*Problem statement*.
Exactly reproduce each entry, leaving out nothing.

[[ Exercise data open ]]

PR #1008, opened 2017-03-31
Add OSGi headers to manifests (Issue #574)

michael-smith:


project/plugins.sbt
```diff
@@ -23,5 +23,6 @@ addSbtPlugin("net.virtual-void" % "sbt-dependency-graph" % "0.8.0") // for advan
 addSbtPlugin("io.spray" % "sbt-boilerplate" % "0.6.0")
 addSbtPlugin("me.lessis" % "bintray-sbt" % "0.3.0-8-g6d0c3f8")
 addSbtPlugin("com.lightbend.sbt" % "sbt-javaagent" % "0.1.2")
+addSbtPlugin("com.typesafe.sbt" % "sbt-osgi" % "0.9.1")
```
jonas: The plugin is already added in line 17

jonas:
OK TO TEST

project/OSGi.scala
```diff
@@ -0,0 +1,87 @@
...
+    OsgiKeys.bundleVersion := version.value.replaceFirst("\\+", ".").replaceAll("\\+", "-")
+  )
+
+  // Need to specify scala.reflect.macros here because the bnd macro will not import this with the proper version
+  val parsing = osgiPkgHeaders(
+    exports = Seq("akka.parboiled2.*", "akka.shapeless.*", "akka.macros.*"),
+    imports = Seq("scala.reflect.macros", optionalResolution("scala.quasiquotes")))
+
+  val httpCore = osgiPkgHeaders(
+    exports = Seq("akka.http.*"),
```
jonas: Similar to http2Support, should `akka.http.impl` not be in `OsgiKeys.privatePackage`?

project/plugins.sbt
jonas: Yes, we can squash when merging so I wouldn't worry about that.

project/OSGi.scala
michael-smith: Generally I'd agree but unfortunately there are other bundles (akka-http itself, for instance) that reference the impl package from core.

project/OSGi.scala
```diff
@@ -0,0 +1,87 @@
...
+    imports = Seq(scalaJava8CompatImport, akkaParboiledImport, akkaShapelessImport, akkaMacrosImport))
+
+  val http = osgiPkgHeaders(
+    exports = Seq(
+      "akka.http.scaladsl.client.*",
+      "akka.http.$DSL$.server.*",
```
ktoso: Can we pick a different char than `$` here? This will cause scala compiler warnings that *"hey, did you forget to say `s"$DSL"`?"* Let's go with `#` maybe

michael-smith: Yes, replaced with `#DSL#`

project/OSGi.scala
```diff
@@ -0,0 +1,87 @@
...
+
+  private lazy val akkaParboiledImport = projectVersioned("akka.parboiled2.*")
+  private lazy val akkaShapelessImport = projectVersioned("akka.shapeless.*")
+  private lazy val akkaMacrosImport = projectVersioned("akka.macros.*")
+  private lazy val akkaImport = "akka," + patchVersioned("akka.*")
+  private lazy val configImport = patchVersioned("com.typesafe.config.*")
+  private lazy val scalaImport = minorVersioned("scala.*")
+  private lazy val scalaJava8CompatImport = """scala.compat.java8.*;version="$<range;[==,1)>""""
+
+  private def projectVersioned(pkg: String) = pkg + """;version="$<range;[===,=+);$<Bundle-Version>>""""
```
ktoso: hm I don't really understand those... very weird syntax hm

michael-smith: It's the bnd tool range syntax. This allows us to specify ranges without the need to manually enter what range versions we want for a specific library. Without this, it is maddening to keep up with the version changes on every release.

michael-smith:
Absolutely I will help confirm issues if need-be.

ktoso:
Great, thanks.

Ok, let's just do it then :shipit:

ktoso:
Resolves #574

[[ Exercise data closed ]]

*Task solution*.
PR #1008, opened 2017-03-31
Add OSGi headers to manifests (Issue #574)

michael-smith:


project/plugins.sbt
```diff
@@ -23,5 +23,6 @@ addSbtPlugin("net.virtual-void" % "sbt-dependency-graph" % "0.8.0") // for advan
 addSbtPlugin("io.spray" % "sbt-boilerplate" % "0.6.0")
 addSbtPlugin("me.lessis" % "bintray-sbt" % "0.3.0-8-g6d0c3f8")
 addSbtPlugin("com.lightbend.sbt" % "sbt-javaagent" % "0.1.2")
+addSbtPlugin("com.typesafe.sbt" % "sbt-osgi" % "0.9.1")
```
jonas: The plugin is already added in line 17

jonas:
OK TO TEST

project/OSGi.scala
```diff
@@ -0,0 +1,87 @@
...
+    OsgiKeys.bundleVersion := version.value.replaceFirst("\\+", ".").replaceAll("\\+", "-")
+  )
+
+  // Need to specify scala.reflect.macros here because the bnd macro will not import this with the proper version
+  val parsing = osgiPkgHeaders(
+    exports = Seq("akka.parboiled2.*", "akka.shapeless.*", "akka.macros.*"),
+    imports = Seq("scala.reflect.macros", optionalResolution("scala.quasiquotes")))
+
+  val httpCore = osgiPkgHeaders(
+    exports = Seq("akka.http.*"),
```
jonas: Similar to http2Support, should `akka.http.impl` not be in `OsgiKeys.privatePackage`?

project/plugins.sbt
jonas: Yes, we can squash when merging so I wouldn't worry about that.

project/OSGi.scala
michael-smith: Generally I'd agree but unfortunately there are other bundles (akka-http itself, for instance) that reference the impl package from core.

project/OSGi.scala
```diff
@@ -0,0 +1,87 @@
...
+    imports = Seq(scalaJava8CompatImport, akkaParboiledImport, akkaShapelessImport, akkaMacrosImport))
+
+  val http = osgiPkgHeaders(
+    exports = Seq(
+      "akka.http.scaladsl.client.*",
+      "akka.http.$DSL$.server.*",
```
ktoso: Can we pick a different char than `$` here? This will cause scala compiler warnings that *"hey, did you forget to say `s"$DSL"`?"* Let's go with `#` maybe

michael-smith: Yes, replaced with `#DSL#`

project/OSGi.scala
```diff
@@ -0,0 +1,87 @@
...
+
+  private lazy val akkaParboiledImport = projectVersioned("akka.parboiled2.*")
+  private lazy val akkaShapelessImport = projectVersioned("akka.shapeless.*")
+  private lazy val akkaMacrosImport = projectVersioned("akka.macros.*")
+  private lazy val akkaImport = "akka," + patchVersioned("akka.*")
+  private lazy val configImport = patchVersioned("com.typesafe.config.*")
+  private lazy val scalaImport = minorVersioned("scala.*")
+  private lazy val scalaJava8CompatImport = """scala.compat.java8.*;version="$<range;[==,1)>""""
+
+  private def projectVersioned(pkg: String) = pkg + """;version="$<range;[===,=+);$<Bundle-Version>>""""
```
ktoso: hm I don't really understand those... very weird syntax hm

michael-smith: It's the bnd tool range syntax. This allows us to specify ranges without the need to manually enter what range versions we want for a specific library. Without this, it is maddening to keep up with the version changes on every release.

michael-smith:
Absolutely I will help confirm issues if need-be.

ktoso:
Great, thanks.

Ok, let's just do it then :shipit:

ktoso:
Resolves #574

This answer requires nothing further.